How Do I?> find the best evidence for clinical care?

How do I find the best evidence for clinical care?

Answer

Use UVa’s evidence-based medical search systems to retrieve information to support your clinical decisions.

Contents

Introduction

The goal of evidence-based medicine is to integrate clinical expertise with the best available external evidence from systematic research in making decisions about the care of individual patients. Evidence-based medical information must have three attributes to make it useful in daily clinical practice: it must be relevant to everyday practice, it must be correct, and it should require little work to obtain it. The following search systems will help reduce the work needed to find information based upon valid and reliable evidence.

Resources

Search for pre-appraised evidence-based medical reviews from one of the four sources listed below:

  • The Cochrane Library: The systematic reviews prepared by the international Cochrane Collaboration and found in the Library represent the highest level of evidence on which to base clinical treatment decisions. One can browse the newest systematic reviews added each quarter or search for specific topics to see if a systematic review or meta-analysis exists.
  • Essential Evidence Plus: One search across multiple evidence-based information systems provides bottom-line answers that are clearly assigned with their level of evidence.
  • National Guidelines Clearinghouse: The National Guidelines Clearinghouse is an initiative of the Agency for Healthcare Research and Quality (AHRQ) and presents a searchable database of evidence-based clinical practice guidelines from a multitude of agencies.
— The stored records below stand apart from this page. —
Issue #4103, opened 2017-05-30
Warn if OPCache is enabled for CLI PHP


schlessera:
By default, OPCache is disabled for PHP CLI SAPI. Enabling it can cause weird behavior.

It might be useful to show a warning when OPCache is turned on, to help debugging errors like this one: https://github.com/wp-cli/core-command/issues/14

danielbachhuber:
This was fixed by #4161

Issue #1243, opened 2014-06-20
subcommands use underscores when using wp-cli + php 5.5


ghost:
All the subcommands on a machine with php 5.5 are listed with underscores instead of the usual dashes. Some subcommands are being cutoff so only part of the subcommand is shown and the cutoff string is what needs to be typed to get the subcommand to execute. I'm seeing this behaviour on a debian 7.5 system running PHP 5.5.13-1~dotdeb.1 (cli) (built: Jun 14 2014 22:10:33) and both wp-cli version 0.15 and 0.15.1

Here's the output of the command wp core

```
# wp core
usage: wp core config 
   or: wp core download 
   or: wp core install 
   or: wp core is_installed 
   or: wp core multisite_convert 
   or: wp core multisite_install 
   or: wp core update 
   or: wp core update_db 
   or: wp core version
```

Here's wp user:

```
# wp user
usage: wp user add_cap 
   or: wp user add_role 
   or: wp user create 
   or: wp user delete 
   or: wp user generate 
   or: wp user get 
   or: wp user import_csv 
   or: wp user list_ 
   or: wp user list_caps 
   or: wp user meta <command>
   or: wp user remove_cap 
   or: wp user remove_role 
   or: wp user set_role 
   or: wp user update 
```

To get a list of users I actually need to type 

wp user list_

On systems running php 5.4 and 5.3 the output looks like this:

```
# wp core
usage: wp core config --dbname=<dbname> --dbuser=<dbuser> [--dbpass=<dbpass>] [--dbhost=<dbhost>] [--dbprefix=<dbprefix>] [--dbcharset=<dbcharset>] [--dbcollate=<dbcollate>] [--locale=<locale>] [--extra-php] [--skip-salts] [--skip-check]
   or: wp core download [--path=<path>] [--locale=<locale>] [--version=<version>] [--force]
   or: wp core install --url=<url> --title=<site-title> --admin_user=<username> --admin_password=<password> --admin_email=<email>
   or: wp core is-installed [--network]
   or: wp core multisite-convert [--title=<network-title>] [--base=<url-path>] [--subdomains]
   or: wp core multisite-install [--url=<url>] [--base=<url-path>] [--subdomains] --title=<site-title> --admin_user=<username> --admin_password=<password> --admin_email=<email>
   or: wp core update [<zip>] [--version=<version>] [--force] [--locale=<locale>]
   or: wp core update-db 
   or: wp core version [--extra]
```

Anyone know what's going on?

PR #4156, opened 2017-06-15
Check opcache isn't enabled on cli and throw a warning if so.

Rahe:
Check opcache isn't enabled on cli and throw a warning if so.

### DIFF
--- a/php/WP_CLI/Runner.php
+++ b/php/WP_CLI/Runner.php
@@ -740,6 +740,19 @@ class Runner {
 		);
 	}
 
+	public function check_opcache() {
+		if( false === (bool) get_cfg_var( 'opcache.enable_cli' ) ) {
+			return true;
+		}
+
+		WP_CLI::warning(
+			"It looks like you're running this with opcache enabled. \n".
+			"This can cause weird behaviour, you can disable it into your php.ini file, search for opcache.enable_cli and set it to 0."
+		);
+
+		return false;
+	}
+
 	private function run_alias_group( $aliases ) {
 		$php_bin = WP_CLI::get_php_binary();
 
@@ -781,6 +794,7 @@ class Runner {
 		WP_CLI::debug( 'argv: ' . implode( ' ', $GLOBALS['argv'] ), 'bootstrap' );
 
 		$this->check_root();
+		$this->check_opcache();
 		if ( $this->alias ) {
 			if ( '@all' === $this->alias && ! isset( $this->aliases['@all'] ) ) {
 				WP_CLI::error( "Cannot use '@all' when no aliases are registered." );
--- a/php/WP_CLI/Runner.php
+++ b/php/WP_CLI/Runner.php
@@ -741,13 +741,14 @@ class Runner {
 	}
 
 	public function check_opcache() {
-		if( false === (bool) get_cfg_var( 'opcache.enable_cli' ) ) {
+		if ( false === (bool) get_cfg_var( 'opcache.enable_cli' ) ) {
 			return true;
 		}
 
 		WP_CLI::warning(
-			"It looks like you're running this with opcache enabled. \n".
-			"This can cause weird behaviour, you can disable it into your php.ini file, search for opcache.enable_cli and set it to 0."
+			"It looks like your PHP CLI runtime has OPcache enabled.\n".
+			"This can produce inconsistent behavior and cause random bugs.\n".
+			"You can disable OPcache in your php.ini by setting the 'opcache.enable_cli' key to the value 0."
 		);
 
 		return false;
--- a/tests/test-opcache.php
+++ b/tests/test-opcache.php
@@ -1,0 +1,19 @@
+<?php
+namespace WP_CLI;
+
+/**
+ * Mock the get_cfg_var function because the opcache.enable_cli isn't editable on runtime
+ *
+ * @return bool
+ */
+function get_cfg_var() {
+	return false;
+}
+
+class opCache extends \PHPUnit_Framework_TestCase {
+
+	function testOpcache() {
+		$runner = new Runner();
+		$this->assertTrue( $runner->check_opcache() );
+	}
+}
--- a/tests/test-opcache.php
+++ b/tests/test-opcache.php
@@ -10,7 +10,7 @@ function get_cfg_var() {
 	return false;
 }
 
-class opCache extends \PHPUnit_Framework_TestCase {
+class OpCache extends \PHPUnit_Framework_TestCase {
 
 	function testOpcache() {
 		$runner = new Runner();


schlessera:
Related issue: https://github.com/wp-cli/wp-cli/issues/4103

php/WP_CLI/Runner.php
```diff
@@ -740,6 +740,19 @@ private function check_root() {
...
 	}
 
+	public function check_opcache() {
+		if( false === (bool) get_cfg_var( 'opcache.enable_cli' ) ) {
+			return true;
+		}
+
+		WP_CLI::warning(
+			"It looks like you're running this with opcache enabled. \n".
+			"This can cause weird behaviour, you can disable it into your php.ini file, search for opcache.enable_cli and set it to 0."
```
schlessera: The text should be a bit more specific. Maybe something like this:

"It looks like your PHP CLI runtime has OPcache enabled.\n" .
"This can produce inconsistent behavior and cause random bugs.\n" .
"You can disable OPcache in your php.ini by setting the 'opcache.enable_cli'  key to the value 0."

php/WP_CLI/Runner.php
```diff
@@ -740,6 +740,19 @@ private function check_root() {
 		);
 	}
 
+	public function check_opcache() {
+		if( false === (bool) get_cfg_var( 'opcache.enable_cli' ) ) {
```
schlessera: Code style: `if (`

tests/test-opcache.php
```diff
@@ -0,0 +1,19 @@
...
+	return false;
+}
+
+class opCache extends \PHPUnit_Framework_TestCase {
+
+	function testOpcache() {
+		$runner = new Runner();
+		$this->assertTrue( $runner->check_opcache() );
+	}
+}
```
schlessera: Code style: Add new line at the end of files.

tests/test-opcache.php
```diff
@@ -0,0 +1,19 @@
...
+/**
+ * Mock the get_cfg_var function because the opcache.enable_cli isn't editable on runtime
+ *
+ * @return bool
+ */
+function get_cfg_var() {
+	return false;
+}
+
+class opCache extends \PHPUnit_Framework_TestCase {
```
schlessera: Code style: Use StudlyCaps for classes `OpCache`.

schlessera:
Looking at the test, I assume you didn't find a way to actually turn on OPcache at runtime. Can you provide a small comment of what you looked into and why it didn't work, for reference?

schlessera:
Thank you for the pull request!

There's only minor code style issues, and I would like the text to be more specific.

Rahe:
Hello,
Yes unfortunately I haven't found a solution for the unit test, the opcache.cli_enable can only be changed on the php.ini file or in the httpd.conf file. So it's not possible to do it.

I have tried to make the Namespace WP_CLI before rewriting the function `get_cfg_var` but in the end, the Runner.php does not found the `WP_CLI`  class itself.
So I have included the `php/class-wp-cli.php` file at the beginning of the file but not working either unfortunately.

davidfavor:
Nicolas Juen wrote:
> Hello,
> Yes unfortunately I haven't found a solution for the unit test, the 
> opcache.cli_enable can only be changed on the php.ini file or in the 
> httpd.conf file. So it's not possible to do it.
> 
> I have tried to make the Namespace WP_CLI before rewriting the function 
> |get_cfg_var| but in the end, the Runner.php does not found the |WP_CLI| 
> class itself.
> So I have included the |php/class-wp-cli.php| file at the beginning of 
> the file but not working either unfortunately.

Maybe build a temporary php.ini file making any appropriate changes, then
run php as php --php-ini temp-php.ini file + then destroy the temp file.

A bit ugly + likely this will work.

gitlost:
Using an environment variable is the wp-cli way to make such functions testable - see eg https://github.com/wp-cli/wp-cli/blob/master/php/utils.php#L513 and https://github.com/wp-cli/wp-cli/blob/master/tests/test-utils.php#L147.

(Also some nitpicks - perhaps use the more normal `ini_get()` rather than `get_cfg_var()`, and a simple `if ( ! ini_get(...) )` as the cast doesn't add anything.)

gitlost:
Actually just tried it with PHP 7.1.4 where `opcache.enable_cli` is enabled by default (as of 7.1.2 [opcache.configuration](http://php.net/manual/en/opcache.configuration.php)) so `ini_get()` must be used.

Though more importantly this makes a strong case for having `wp-cli` work with opache enabled anyway.

Which makes the reliance on comments for basic functionality such as the hooks mechanism a problem, as it doesn't work with `opcache.save_comments` disabled (related https://github.com/wp-cli/wp-cli/issues/1243). For instance, https://github.com/wp-cli/core-command/issues/14 can be reproduced by doing
```
cd `mktemp -d`
php -dopcache.enable_cli=1 -dopcache.save_comments=0 `which wp` core download --debug
```
as `$docparser->get_tag( 'when' )` returns empty at https://github.com/wp-cli/wp-cli/blob/master/php/WP_CLI/Dispatcher/CompositeCommand.php#L35.

@Demayl could you confirm whether or not `opcache.save_comments` was disabled in your case?

So I think in the medium term perhaps move away from using comments for basic functionality such as hooks etc, and use some explicit registration system or something instead - this obviously needs thought and discussion!

In the short term `wp-cli` should be tested with `opcache.enable_cli=1` and `opcache.save_comments=1` to see if there are any opcache issues apart from comments.

Also re the current issue, the `check_opcache()` should throw a fatal if `save_comments` is disabled, eg
```
if ( ini_get( 'opcache.enable_cli' ) ) {
	if ( ! ini_get( 'opcache.save_comments' ) ) {
		WP_CLI::error( "wp-cli requires the PHP INI directive `opcache.save_comments` to be enabled." );
	}
	if ( ! ini_get( 'opcache.load_comments' ) ) {
		ini_set( 'opcache.load_comments', '1' );
	}
	WP_CLI::warning( "blah" );
}
```
Also it should be tested using the `php -d` mechanism (no need for env vars etc) - cheers @davidfavor for the essential idea there! - and using behat instead or as well might be better.

Demayl:
@gitlost ``opcache.save_comments=0``

gitlost:
Ta v much - the case for the prosecution grows!

danielbachhuber:
> So I think in the medium term perhaps move away from using comments for basic functionality such as hooks etc, and use some explicit registration system or something instead - this obviously needs thought and discussion!

This would be a substantial undertaking that I'm not sure is warranted. Many parts of WP-CLI (and, subsequently, the WP-CLI ecosystem) are dependent on comments. To refactor would require a huge amount of effort. If the only problem we're faced with is the issue of `opcache.save_comments=0`, I don't think it justifies a refactor.

> Also re the current issue, the `check_opcache()` should throw a fatal if save_comments is disabled, eg

Correct. If any PHP configuration would cause WP-CLI to behave inconsistently, then we should error for that PHP configuration.

Some prior art https://github.com/wp-cli/wp-cli/issues/283#issuecomment-38165752

gitlost:
>  To refactor would require a huge amount of effort.

I'm guessing there's a good chance it could all be done programmatically - but anyway I'll open an idea about it...

danielbachhuber:
Closing in favor of #4161

Thanks for your work on this, @Rahe. We appreciate it.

This database offers both browse and search functions.
  • MEDLINE-PubMed Database:
    • Clinical Queries will limit your MEDLINE retrieval with research methodology filters.
    • Systematic Reviews will limit your MEDLINE retrieval to systematic reviews and meta-analysis studies.

For more information about evidence-based medicine, see the University of Virginia’s Center for Information Mastery site.

Help

For additional information about finding evidence-based information please contact Karen Knight at 924-0056, or Ask a Librarian here or at hslref@virginia.edu .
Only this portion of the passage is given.